START Data provided
PR #13044, opened 2026-07-28
fix: prevent layout shift when pasting long unbroken strings in composer input

### LINKED ISSUE #13016: Bug: Composer input overflow with long unbroken string causes layout shift and send button misalignment
**Describe the bug**

When typing or pasting a long unbroken string (no spaces, e.g., `aaaaaaaaaaaaaaaaaaaaaaaaaaaaaaaaaaaaaaaa...` or a long base64 token) in the Composer input box, the text overflows the input area instead of wrapping. This causes the flex container to expand, shifting the entire composer layout and misaligning the send button relative to the input.

**To Reproduce**

1. Open Continue Composer in VS Code
2. Type or paste a long string without spaces (e.g., 100+ `a` characters) into the input box
3. Observe that the text extends beyond the input box boundary
4. The composer panel shifts horizontally, and the send button drifts out of alignment

**Expected behavior**

- Long unbroken strings should wrap inside the input box
- The composer layout should remain stable regardless of input content
- The send button should stay in its normal position

**Screenshots / Recordings**

N/A — easily reproducible with any long no-space string.

**Environment info**

- Continue version: latest (observed in recent versions)
- IDE: VS Code
- OS: all (cross-platform CSS issue)

**Root cause**

The Composer uses TipTap ([`TipTapEditor.tsx`](https://github.com/continuedev/continue/blob/main/gui/src/components/mainInput/TipTapEditor/TipTapEditor.tsx) + [`TipTapEditor.css`](https://github.com/continuedev/continue/blob/main/gui/src/components/mainInput/TipTapEditor/TipTapEditor.css)) as its input component.

1. **No text wrapping fallback** — The `.tiptap` styles in `TipTapEditor.css` lack `overflow-wrap: break-word` / `word-break: break-word`. By default, the browser does not break unbroken strings, so they overflow the contenteditable div.
2. **No min-width constraint on flex item** — The input wrapper or its flex container lacks `min-width: 0`, so the flex item's default `min-width: auto` prevents the container from shrinking below the content width. This propagates the overflow outward, shifting the layout.

**Suggested fix**

In `gui/src/components/mainInput/TipTapEditor/TipTapEditor.css`, add to the `.tiptap` class:

```css
.tiptap {
  overflow-wrap: break-word;
  word-break: break-word;
}
```

And on the flex container or input wrapper in `ContinueInputBox.tsx` (or equivalent), add `min-width: 0` to the appropriate flex child to allow proper shrinking.

**Additional context**

This is a classic CSS flexbox overflow issue. The fix is minimal, backwards-compatible, and has no side effects on normal input behavior (spaces still wrap as before; only unbroken strings are affected).

rekha0suthar:
## Problem

Pasting a long unbroken string (e.g. a base64 token, a minified JS bundle, a long URL with no spaces) into the composer input box caused the TipTap editor content to overflow its flex container. This pushed the send button out of view and broke the overall input layout.

## Root Cause

Two missing CSS properties:

1. **No `overflow-wrap`/`word-break` on `.tiptap`** — without these, the browser treats the unbroken string as a single unbreakable word and renders it at full width, overflowing the container.

2. **No `min-width: 0` on the flex container** — flex items default to `min-width: auto`, which means they will never shrink below their content width. This prevents `overflow-wrap` from working inside a flex layout.

## Fix

**`TipTapEditor.css`** — add a `.tiptap` rule:
```css
.tiptap {
  overflow-wrap: break-word;
  word-break: break-word;
  min-width: 0;
}
```

**`ContinueInputBox.tsx`** — add `min-w-0` to the outer flex container:
```tsx
<div className={`relative flex flex-col px-2 min-w-0`}>
```

## Testing

- Paste a long base64 string or a URL with no spaces into the input box
- Before: editor overflows, send button disappears off-screen
- After: text wraps correctly, layout stays intact

Fixes #13016

---
🤖 Generated with [Claude Code](https://claude.ai/claude-code)

### DIFF
--- a/gui/src/components/mainInput/ContinueInputBox.tsx
+++ b/gui/src/components/mainInput/ContinueInputBox.tsx
@@ -112,7 +112,7 @@ function ContinueInputBox(props: ContinueInputBoxProps) {
       className={`${props.hidden ? "hidden" : ""}`}
       data-testid={`continue-input-box-${props.inputId}`}
     >
-      <div className={`relative flex flex-col px-2`}>
+      <div className={`relative flex min-w-0 flex-col px-2`}>
         {props.isMainInput && <Lump />}
         <GradientBorder
           loading={isStreaming && (props.isLastUserInput || isInEdit) ? 1 : 0}
--- a/gui/src/components/mainInput/TipTapEditor/TipTapEditor.css
+++ b/gui/src/components/mainInput/TipTapEditor/TipTapEditor.css
@@ -16,6 +16,12 @@
   transition: background-color 0.2s ease-in-out;
 }
 
+.tiptap {
+  overflow-wrap: break-word;
+  word-break: break-word;
+  min-width: 0;
+}
+
 .tiptap p.is-editor-empty:first-child::before {
   color: #646464; /* lightGray */
   content: attr(data-placeholder);


rekha0suthar:

rekha0suthar:
recheck

rekha0suthar:
recheck

rekha0suthar:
END Data provided
_Work task:_
In the entries above, find each line that has the word "child". Copy it.

_Solution to this task:_
And on the flex container or input wrapper in `ContinueInputBox.tsx` (or equivalent), add `min-width: 0` to the appropriate flex child to allow proper shrinking.
 .tiptap p.is-editor-empty:first-child::before {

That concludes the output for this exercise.